Say like if you wanted everything to be a carbon copy, you have development,
staging, production, you can just create these workspaces ad hoc,
and that's kind of the intention, or at least what I took away from
trying to use it. So those environments kind of pop up and you get
what is intended to be like cookie cutter environments of,
I want say this load balancer with these three
application servers, one db like that, just like print,
print, print and repeat. That makes it quite easy to do. So some
of the neat features is that it's got cost limitations built in. So say,
if you've got a team of 20 developers making sure that
they don't just spin up infinite amounts of environments to test things
so you don't run out of money, having things be truly ephemeral.
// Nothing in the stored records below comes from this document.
Issue #2609, opened 2019-09-19
PSR12.Classes.ClassDeclaration allows extended classname on new line


wietsewarendorff:
Question in somewhat similiar to https://github.com/squizlabs/PHP_CodeSniffer/issues/2298. Somehow this seems valid, while I think it should not be (note the newline between the word `class` and the actual classname):

```
<?php

class
Foo
{
}
```

I think the word `class` and the classname should be on the same line.

gsherwood:
Using the PSR12 standard on that code shows the error `Expected 1 space after class keyword; newline found (PSR2.Classes.ClassDeclaration.SpaceAfterKeyword)`. Note that it comes from PSR2's sniff because PSR12 uses PSR2 sniffs where possible, just as PSR2 uses PSR1 sniffs. They each build on each other rather than duplicating the code.

wietsewarendorff:
Took me some time to figure it out: the issue is indeed fixed in current master-branch, but the check fails on the current tagged version (3.4.2). I can make a pull request to add a test for this if you like (which will passes automatically on the current master branch) because this specific scenario is not yet implemented (looking [here](https://github.com/squizlabs/PHP_CodeSniffer/blob/master/src/Standards/PSR2/Tests/Classes/ClassDeclarationUnitTest.inc)).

So say if someone spins up a workspace to test something out,
you can set how long it's supposed to last and it can be automatically destroyed
after. And you can limit the number of environments per user.
So kind of, I think it's a great feature for the environmental environments,
and there's a lot of features that really help support that.
So for the Gotchas, it doesn't actually support remote state. It literally
copies state bars out of a working directory within m zero itself,
because it runs entirely in the cloud and there's no other way to run it.
And it uses workspaces to kind of manage that in a way
that you never really see. So everything that kind of happens in m zero stays
in m zero, which is useful if you are just using it to create environments
on the fly. But for more long running infrastructure, it might not necessarily be
the right fit. So how does this relate to pull request workflows?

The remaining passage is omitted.